Besides from Bluetooth and USB:

- 433MHz is very much alive (various RF-controller lights, gate openers and such) AND can be used to remotely control another Flipper.

- Both 3.56 MHz and 125kHz are alive in door locks and RFID tags.

- IR is still alive with most TVs.

So yeah, it's missing 2.4 GHz ISM stuff. But given hardware they packed in, it's a rather good multi-tool.


> I mean, is it just a beautiful gadget to play with antique tech that is not used anymore ?

Antique?

Three separate providers have handed me access cards which turned out to be MIFARE Classic 1K in the last month.


The reports of the technology progress are greatly exaggerated.


Cards that aren't vulnerable to this attack are 10x-20x more expensive.

I think it's great that a tool like this is being deployed widely into the hands of children (way better than chameleons/proxmark being in the hands of people who know what they are doing and everyone else thinking you're are a paranoid madman for knowing they exist), however it probably means that hotels are going to start charging you for not giving back your room key again before too long...


The only access card system I've personally encountered that my flipper can't copy is the one I deployed myself (modern HID iClass/Seos), specifically with attacks like this in mind, and the vendors still tried to encourage me to pick stuff that would have been vulnerable (this was ~7 years ago).


You can add one of these to increase the capabilities:

https://www.tindie.com/products/eried/mayhem-for-flipper-zer...

and you can also swap out the firmware as well: https://github.com/DarkFlippers/unleashed-firmware


its a pretty cool device

I cloned my work & apartment ID cards (RFID & NFC). I read my cats microchip to confirm she actually had one & what the ID was.

It can do all sorts of other wireless stuff I haven't tried out yet.

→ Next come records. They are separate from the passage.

PR #708, opened 2026-08-22
fix(parser): improve Saudi parser reliability for SNB, STC, and D360

8valet:
## Summary

Improve Saudi transaction parsing reliability for SNB, STC/STCPAY, and D360 while keeping recognition conservative.

The changes cover:

- historical Arabic SAR/SR amount layouts for SNB
- refund, reversal, and cash-correction classification
- historical STC/STCPAY transaction formats
- outgoing SARIE transfer classification
- D360 SAR settlement extraction when foreign and SAR amounts coexist
- rejection of authentication, security, declined, failed, telecom, and non-transaction messages
- safe handling of valid credits that reference an earlier failed or declined transaction
- synthetic positive and negative regression coverage

## Type of change

- [ ] feat: New feature
- [x] fix: Bug fix
- [ ] docs: Documentation update
- [x] test: Add/update tests

## Screenshots/Recordings (optional)

Not applicable — parser-only change.

## How to test

1. Run the focused SNB, STC/STCPAY, and D360 parser tests.
2. Run `./gradlew :parser-core:test`.
3. Review the synthetic positive and negative regression cases.

Focused affected-parser tests: **40 passed**.

The full parser-core suite completed **1,572 tests** with two known documentation-sync failures:

- `BankSamplesDocTest`
- `SupportedBanksDocTest`

Both failures also reproduce on clean upstream `main`.

Repository-wide `./gradlew test` and `./gradlew lint` are currently blocked locally by the existing invalid Android SDK path in `local.properties`. The same SDK-resolution failure reproduces on clean upstream `main`.

## Breaking changes

- [x] No breaking changes
- [ ] Yes (describe):

## Related issues

None.

## Checklist

- [x] Tests added/updated (if applicable)
- [ ] Docs updated (if applicable)
- [ ] `./gradlew test` passes locally
- [ ] `./gradlew lint` passes locally

### DIFF
--- a/parser-core/src/main/kotlin/com/pennywiseai/parser/core/bank/D360BankParser.kt
+++ b/parser-core/src/main/kotlin/com/pennywiseai/parser/core/bank/D360BankParser.kt
@@ -27,34 +27,8 @@ class D360BankParser : BankParser() {
         return sender.uppercase().contains("D360")
     }
 
-    override fun extractAmount(message: String): BigDecimal? {
-        // Foreign purchase/withdrawal: "Amount: TRY 342.00 (SAR 27.51)" -> take the SAR conversion.
-        val convertedPattern = Regex(
-            """Amount\s*:\s*[A-Z]{3}\s*[0-9,]+(?:\.\d{1,2})?\s*\(\s*SAR\s*([0-9,]+(?:\.\d{1,2})?)\s*\)""",
-            RegexOption.IGNORE_CASE
-        )
-        convertedPattern.find(message)?.let { match ->
-            return parseAmount(match.groupValues[1])
-        }
-
-        // Local transaction: "Amount: SAR 250.00". Anchored to "Amount:" so the
-        // "Fee: SAR 0.00" line can never be mistaken for the transaction amount.
-        val localPattern = Regex(
-            """Amount\s*:\s*SAR\s*([0-9,]+(?:\.\d{1,2})?)""",
-            RegexOption.IGNORE_CASE
-        )
-        localPattern.find(message)?.let { match ->
-            return parseAmount(match.groupValues[1])
-        }
-
-        return null
-    }
-
-    private fun parseAmount(raw: String): BigDecimal? = try {
-        BigDecimal(raw.replace(",", ""))
-    } catch (e: NumberFormatException) {
-        null
-    }
+    override fun extractAmount(message: String): BigDecimal? =
+        FinancialMessageFields.sarSettlementOrAmount(message, listOf("Amount"))
 
     override fun extractTransactionType(message: String): TransactionType? {
         val lower = message.lowercase()
@@ -70,7 +44,7 @@ class D360BankParser : BankParser() {
     }
 
     override fun extractMerchant(message: String, sender: String): String? {
-        // Purchases and ATM withdrawals: "At: FEED ME" / "At: CITY,TR". Matched
+        // Purchases and ATM withdrawals: "At: SYNTHETIC MERCHANT" / "At: CITY,TR". Matched
         // case-insensitively (tolerates "AT:"), but the "at: <datetime>" line on
         // transfers is skipped by rejecting date-shaped captures.
         Regex("""At\s*:\s*([^\n]+)""", RegexOption.IGNORE_CASE).findAll(message).forEach { match ->
@@ -104,9 +78,9 @@ class D360BankParser : BankParser() {
 
     override fun isTransactionMessage(message: String): Boolean {
         val lower = message.lowercase()
-        if (lower.contains("otp") ||
-            lower.contains("verification code") ||
-            lower.contains("one time password")
+        if (SaudiTransactionMessageGuards.isDeclinedOrFailed(message) ||
+            SaudiTransactionMessageGuards.isPromotionalOrOperationalNotice(message) ||
+            FinancialMessageSafety.isSecurityCode(message)
         ) return false
 
         // Reject promotional messages that happen to mention transaction words
@@ -119,7 +93,7 @@ class D360BankParser : BankParser() {
         if (promoExact.any { lower.contains(it) } || PROMO_WORDS.containsMatchIn(lower)) return false
 
         val keywords = listOf(
-            "purchase", "withdrawal", "transfer", "incoming", "outgoing", "amount", "sar"
+            "purchase", "withdrawal", "transfer", "incoming", "outgoing", "account funding", "apple pay", "amount", "sar"
         )
         return keywords.any { lower.contains(it) }
     }
--- a/parser-core/src/main/kotlin/com/pennywiseai/parser/core/bank/FinancialMessageFields.kt
+++ b/parser-core/src/main/kotlin/com/pennywiseai/parser/core/bank/FinancialMessageFields.kt
@@ -1,0 +1,57 @@
+package com.pennywiseai.parser.core.bank
+
+import java.math.BigDecimal
+
+/** Conservative extraction for explicitly labelled financial fields. */
+internal object FinancialMessageFields {
+
+    enum class TransferDirection { INCOMING, OUTGOING }
+
+    fun sarAmount(message: String, labels: Collection<String>): BigDecimal? {
+        val value = labelledValue(message, labels) ?: return null
+        return sarAmountFromValue(value)
+    }
+
+    fun sarSettlementOrAmount(message: String, labels: Collection<String>): BigDecimal? {
+        val value = labelledValue(message, labels) ?: return null
+        SETTLEMENT_SAR_FIRST.find(value)?.let { return parse(it.groupValues[1]) }
+        SETTLEMENT_SAR_LAST.find(value)?.let { return parse(it.groupValues[1]) }
+        return sarAmountFromValue(value)
+    }
+
+    fun transferDirection(message: String): TransferDirection? {
+        val from = labelledValue(message, listOf("From")) != null
+        val to = labelledValue(message, listOf("To")) != null
+        return when {
+            from && !to -> TransferDirection.INCOMING
+            to && !from -> TransferDirection.OUTGOING
+            else -> null
+        }
+    }
+
+    private fun labelledValue(message: String, labels: Collection<String>): String? {
+        val alternatives = labels.joinToString("|") { Regex.escape(it).replace("\\ ", "\\s+") }
+        val pattern = Regex("""^(?:$alternatives)\s*:?\s*(.+?)\s*$""", RegexOption.IGNORE_CASE)
+        return message.replace("\r\n", "\n").replace('\r', '\n')
+            .lineSequence()
+            .map { it.trim() }
+            .firstNotNullOfOrNull { pattern.matchEntire(it)?.groupValues?.get(1)?.trim() }
+    }
+
+    private fun sarAmountFromValue(value: String): BigDecimal? {
+        SAR_FIRST.matchEntire(value)?.let { return parse(it.groupValues[1]) }
+        SAR_LAST.matchEntire(value)?.let { return parse(it.groupValues[1]) }
+        return null
+    }
+
+    private fun parse(raw: String): BigDecimal? = try {
+        BigDecimal(raw.replace(",", ""))
+    } catch (_: NumberFormatException) {
+        null
+    }
+
+    private val SAR_FIRST = Regex("""^(?:SAR|SR)\s*([0-9][0-9,]*(?:\.\d{1,2})?)$""", RegexOption.IGNORE_CASE)
+    private val SAR_LAST = Regex("""^([0-9][0-9,]*(?:\.\d{1,2})?)\s*(?:SAR|SR)$""", RegexOption.IGNORE_CASE)
+    private val SETTLEMENT_SAR_FIRST = Regex("""\(\s*(?:SAR|SR)\s*([0-9][0-9,]*(?:\.\d{1,2})?)\s*\)""", RegexOption.IGNORE_CASE)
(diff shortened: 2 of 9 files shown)


sarim2000:
Thanks for the broad Saudi coverage work. Holding merge on one real correctness issue Greptile flagged (agree it's blocking):

**Failure guard is bypassed by the historical-credit short-circuit.** In `SaudiTransactionMessageGuards.kt`, the historical-credit (refund/reversal → income) detection runs *before* the explicit failure/declined checks. So a **failed** refund or reversal that references a prior transaction gets classified as income and **persisted as a phantom credit** — worse than dropping a row, since it writes wrong data into the user's history.

**Fix:** run the failure/declined guard **first**, and only then the refund/reversal/credit classification (failure wording should always win). A regression case with a *failed* refund/reversal that mentions an earlier txn would pin it.

Rest of the PR (historical amount layouts, SARIE/correction/internal-transfer classes, the shared safety helpers) looks good and is well tested — just this ordering to sort before merge.

sarim2000:
Thanks for this! One Greptile finding to clear before merge (4/5): in `SaudiTransactionMessageGuards.kt` the historical-credit short-circuit runs before the explicit failure checks, so a *failed* refund/reversal that references a previous transaction can still be persisted as income. Could you move the failure checks ahead of that short-circuit? That should take it to 5/5.

sarim2000:
Thanks for this — the shared guards and the added coverage are a real improvement. One blocking issue before merge, which I've reproduced and have a fix for.

## Failed refunds are recorded as income

`isDeclinedOrFailed` returns early:

```kotlin
if (isHistoricalCreditCorrection(lower)) return false
```

That runs **before** any failure check, so any message containing a credit word *and* a historical word skips failure detection entirely. Run against `STCBankParser`:

| Message | Result |
|---|---|
| `Refund for your previous purchase failed. Amount SAR 250.00. Card *1234` | parsed, **type=INCOME, amount=250.00** |
| `Reversal of the original transaction was declined. SAR 100.00 Card *1234` | parsed, **type=INCOME, amount=100.00** |

Money that never arrived gets booked as income, and it inflates the account balance — worse than missing the transaction.

## Suggested fix

The intent behind the short circuit is right: a genuine refund often *describes* an earlier failed payment ("refund for your previously declined purchase"), and that mention shouldn't make the credit itself look failed. The problem is that it rescues the whole message instead of just that phrase.

Neutralise only the failure wording that is bound to the historical marker, then judge the message normally:

```kotlin
val scrubbed = redactHistoricalFailureMentions(message)
val lower = scrubbed.lowercase()
if (FinancialMessageSafety.hasExplicitFailure(scrubbed, ARABIC_FAILURES)) return true
// ...remaining checks against `scrubbed`
```

**Adjacency is the load-bearing part.** In "previously **declined** purchase" the failure describes the earlier purchase; in "previous purchase **failed**" a noun separates them and "failed" is this message's own verb. My first attempt allowed up to two words in between and it swallowed the second case — so the pattern requires the failure word directly against the marker, in either order, with Arabic equivalents.

Verified, all four cases now correct:

| | before | after |
|---|---|---|
| `...previous purchase failed` | INCOME 250.00 | **rejected** |
| `...original transaction was declined` | INCOME 100.00 | **rejected** |
| `...previously declined purchase. SAR 250.00 credited` | INCOME 250.00 | INCOME 250.00 |
| `Reversal of the original declined payment: SAR 100.00 credited` | INCOME 100.00 | INCOME 100.00 |

Full `parser-core` suite green — 126 test classes, no failures.

@8valet happy to push this to your branch if you'd rather (the PR allows maintainer edits), or you can take the approach and add it yourself with a couple of test cases for the failed-refund shapes. Your call.

sarim2000:
Pushed the fix to this branch as `1d7d2040` (the PR has maintainer edits enabled) — @8valet, amend or revert it freely if you'd rather take a different approach.

What landed:

- Only the failure wording *bound to* the historical marker is neutralised; the message is then judged normally, so a refund that itself failed is caught while a refund describing an earlier declined purchase still parses.
- Adjacency is what separates them, and it's the part that's easy to get wrong — my first attempt allowed a couple of words in between and it swallowed "previous **purchase** failed", which is exactly the bug.
- Added the two failed-refund shapes as rejection cases in `STCBankParserTest`, alongside your existing "Refund for previously declined purchase is accepted".

The tests are load-bearing rather than decorative: reverting the guard change makes **both fail** (16 tests, 2 failures), and with it they pass. Full `parser-core` suite green, no failures anywhere.

sarim2000:
Also right — pushed `8c963bb2`.

My adjacency rule was still too permissive. Both of these put the failure word directly against the historical marker:

- `Refund for your previously declined purchase` — "declined" describes the earlier **purchase**; the refund is real.
- `Your previously declined refund` — "declined" describes the **refund**; that credit never landed.

The noun after the failure word is what separates them, so redaction is now skipped when a credit noun (`refund`, `reversal`, `cashback`, `correction`) follows.

Probed against `STCBankParser` before and after:

| | before | after |
|---|---|---|
| `Refund for your previously declined purchase` | INCOME | INCOME |
| `Your previously declined refund` | **INCOME** | **rejected** |
| `Your previously failed reversal` | **INCOME** | **rejected** |
| `Refund declined` | rejected | rejected |

Both new shapes added as rejection cases — `STCBankParserTest` is at 18, full `parser-core` suite green with no failures.

sarim2000:
Pushed `968bc887` for this one.

`Refund was previously declined` put the credit noun *before* the failure phrase, so my lookahead never saw it and the redaction stripped the message's only failure status.

What decides the meaning is the **trailing qualifier**:

| Wording | What the failure describes | |
|---|---|---|
| `previously declined purchase` | the earlier purchase | refund is real |
| `previously declined refund` | this credit | never landed |
| `was previously declined` (nothing after) | this credit | never landed |

Redaction now requires a following non-credit word, **on the same line** — the next field's label (`Amount: ...`) was otherwise being read as the qualifier, which is exactly what let this shape through on my first attempt at it.

All seven known orderings now behave, with only the genuine refund accepted. `STCBankParserTest` at 19 cases, full `parser-core` suite green.

sarim2000:
Pushed `83a2ad3f`. This was my mistake compounding: I applied the qualifier rule to the forward word order and left the reverse branch redacting unconditionally, so `Refund declined earlier` and `Reversal failed previously` were still booked as income.

The rule is the same in both directions — **a failure is historical only when it describes some noun other than this credit.** What changes is which side that noun sits on:

- `previously declined **purchase**` — qualifier trails
- `**purchase** declined earlier` — qualifier leads

Both branches now require it, and reject when the neighbouring noun is the credit itself.

All eleven orderings I've tried, verified against `STCBankParser`:

| Message | |
|---|---|
| `Refund for your previously declined purchase` | accepted |
| `Refund for a purchase declined earlier` | accepted |
| `Purchase Reversal` | accepted |
| `Your previously declined refund` | rejected |
| `Your previously failed reversal` | rejected |
| `Refund was previously declined` | rejected |
| `Refund declined` / `Refund declined earlier` | rejected |
| `Reversal failed previously` | rejected |
| `Refund for your previous purchase failed` | rejected |
| `Reversal of the original transaction was declined` | rejected |

`STCBankParserTest` at 22 cases, full `parser-core` suite green.

Worth being straight about the trajectory: this guard is heuristic text-matching, and each round has found another word order rather than a flaw in the principle. If more shapes keep turning up, the safer design may be to invert the default — reject any credit message mentioning failure at all, and accept the "refund for a previously declined purchase" case only via an explicit allowlist. A missed refund is an annoyance; phantom income corrupts the balance. Happy to take that direction instead if you'd prefer it, @sarim2000 / @8valet.

sarim2000:
Pushed `0fee86b6` for the Arabic side. Two separate things were wrong:

**1. The Arabic branches had no qualifier requirement** — the same gap I'd just closed for English, left open in the other language. Arabic puts adjectives after the noun, so the qualifier always *leads* there:

- `عملية شراء سابقة مرفوضة` — a previous **purchase** that was rejected → the refund is real
- `استرجاع سابق مرفوض` — the **refund** itself → never landed

Both branches now require a leading non-credit word, anchored to a token boundary. That anchor matters: an unanchored `\S+` can start matching mid-word, so the credit-noun check was silently bypassed on my first attempt — it took a probe to notice.

**2. Nothing recognised a rejected credit even when the wording survived.** The Arabic failure phrases are keyed to debit nouns (`شراء`, `حوالة`, `سداد`…), so a bare `استرجاع … مرفوض` matched none of them and sailed through. A credit noun left next to a failure word after redaction now counts as a failure.

Your existing `استرجاع عملية شراء سابقة مرفوضة` case still parses as income, and all eleven English orderings are unchanged. Full `parser-core` suite green.

**One caveat I want to be explicit about, @8valet:** I don't read Arabic. The rule above is a *structural* inference from the one sample in your test file — noun then adjectives — and the vocabulary lists are extrapolated from the words already in this file. The English behaviour I can vouch for; the Arabic phrasing I'd like you to sanity-check, particularly whether `استرجاع سابق مرفوض` is natural wording for a rejected refund and whether there are common forms with the noun elsewhere in the sentence.

This is the fourth word-order variant found in this guard, which I think strengthens the point from my last comment: heuristic text-matching keeps yielding new shapes. Inverting the default — reject any credit message mentioning failure, allowlist the legitimate refund shape — would make the failure mode "missed refund" instead of "phantom income". Happy to do that instead if you'd both prefer.

sarim2000:
Pushed `999cf1a1`. This one changed the design rather than adding another pattern, because the previous shape showed the rule itself was wrong.

`Refund transaction declined earlier` passed: my rule only asked that the qualifying noun *not be a credit word*, and `transaction` satisfies that. But a generic noun doesn't say **whose** transaction — there it's the refund's own. Same for `العملية` in Arabic.

So the qualifier now has to name an actual kind of payment, from a closed list:

- `purchase | payment | transfer | withdrawal | charge | debit | pos`
- `شراء | حوالة | سداد | خصم | سحب | إيداع | مشتريات`

**Anything unrecognised is treated as the credit itself**, so the guard fails closed — an unfamiliar phrasing now costs a refund rather than inventing income. That's the substance of the inversion I raised in my last two comments, scoped so your accepted cases keep working rather than as a rewrite.

Seventeen orderings across both languages, all behaving:

| Accepted (4) | Rejected (13) |
|---|---|
| `Refund for your previously declined purchase` | `previously declined refund` · `previously failed reversal` |
| `Refund for a purchase declined earlier` | `Refund was previously declined` · `Refund declined` |
| `Purchase Reversal` | `Refund declined earlier` · `Reversal failed previously` |
| `استرجاع عملية شراء سابقة مرفوضة` | `previous purchase failed` · `original transaction was declined` |
| | `Refund transaction declined earlier` · `previously declined transaction` |
| | `استرجاع سابق مرفوض` · `استرجاع العملية سابقة مرفوضة` |

`STCBankParserTest` 23 cases, `SNBAlAhliBankParserTest` 11, full suite green.

@8valet the Arabic caveat from my previous comment still stands — the debit-noun list is extrapolated from words already in this file and I can't judge whether it's complete for real SNB/STC wording. If a common phrasing is missing, the cost is now a *rejected* refund rather than phantom income, which is the safer way round, but worth your eyes.

sarim2000:
Pushed `00945b09`. Good catch, and note the finding has **changed direction** — this is a dropped refund, not phantom income.

`حوالة` was in the qualifier list, `تحويل` wasn't, and both are ordinary words for a transfer. A refund referencing an earlier rejected `تحويل` therefore failed the qualifier check and was discarded as though the refund itself had failed.

That's the failure mode the closed list was chosen for: an incomplete list costs a real refund instead of inventing income. Still a genuine loss, so the word is now listed. Worth noting the parsers themselves only look for `حوالة` — the guard covers both on purpose, because it's reading whatever the bank actually wrote rather than the vocabulary we happen to detect on.

| | |
|---|---|
| `استرجاع تحويل سابق مرفوض` | accepted (was dropped) |
| `استرجاع حوالة سابقة مرفوضة` | accepted |
| `استرجاع عملية شراء سابقة مرفوضة` | accepted |
| `استرجاع سابق مرفوض` | rejected |
| `استرجاع العملية سابقة مرفوضة` | rejected |

`SNBAlAhliBankParserTest` at 12 cases, full suite green.

@8valet this is precisely the review I asked for in my earlier comment — the debit-noun lists are extrapolated and I can't tell whether they're complete for real SNB/STC wording. If other common forms are missing, the symptom is a silently missing refund. Your eyes on both lists would be worth more than another round of my guessing.

sarim2000:
Pushed `45d4cc67`, which **deletes** the historical-mention rescue rather than patching it again. Net −70 lines of regex.

Six attempts at deciding from the text whether a failure describes an earlier payment or this credit, six new word orders. Every structural signal has a counterexample:

| Signal | Beaten by |
|---|---|
| neighbouring noun isn't a credit word | `refund transaction declined earlier` — the transaction is the refund's |
| noun names a specific kind of payment | `refund payment declined earlier` — the payment *is* the refund |
| credit followed by a preposition | `reversal of the original transaction was declined` — the reversal failed |

"Refund of a payment that failed" and "refund that failed" are the same words reordered. The guard now picks a failure mode instead of pretending to resolve the ambiguity.

**This is a behaviour change, not a passing detail.** A genuine `Refund for a previously declined purchase` is now dropped, and five cases across STC, SNB and D360 that asserted acceptance now assert rejection — including ones you wrote, @8valet. I did it because the alternative was leaving a live phantom-income path (`Refund payment declined earlier` was still booking income), and a missing transaction is recoverable by hand while a corrupted balance isn't.

If you'd rather keep the rescue, revert this one commit — everything before it stands on its own. If dropped refunds turn out to matter in practice, the upgrade I'd suggest is an allowlist of *real* bank phrasings you've actually seen, not more grammar heuristics; that also sidesteps the Arabic problem I flagged earlier, where I was inventing wording I can't read.

Full `parser-core` suite green, no failures.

But for most, yeah, it's a neat toy. But that doesn't make it much different than Arduino or Rasping.


How do you read the cat microchip with the flipper?


Pet chips are RFID chips in a glass envelope https://en.wikipedia.org/wiki/Microchip_implant_(animal)


I was equally skeptical. I actually had two from the kickstarter and sold them at a con last year. Mostly because I didn't think I'd have the time or skill to really use them fully, but also because I live in Scandinavia and it seems like most of our security systems have evolved past simple radio and RFID.

Unless you actually swipe someone's RFID tag it has very little practical security use here.

But in other European countries I'm sure they still rely a lot on radio for gates and parking access.


Scandinavia here. Banks, pharma, industry, commercial buildings still use NFC for building access control. 25% of those use things modern enough to be easily cloned by the F0 (e.g.: not FireDES).

My underground parking sends a wireless signal to open the door after I've typed in my keycode.


Yeah but NFC is the same as RFID, you have to get close to swipe it.

Now the wireless signal to your garage door, that's a surprise to me. I don't even drive tho. I guess it might be fairly common when they want to save space by not burying cables from a keypad reader that is outside the garage.


How is NFC and Bluetooth antique? Even infrared is still used nowadays on remotes for ACs, Televisions, etc.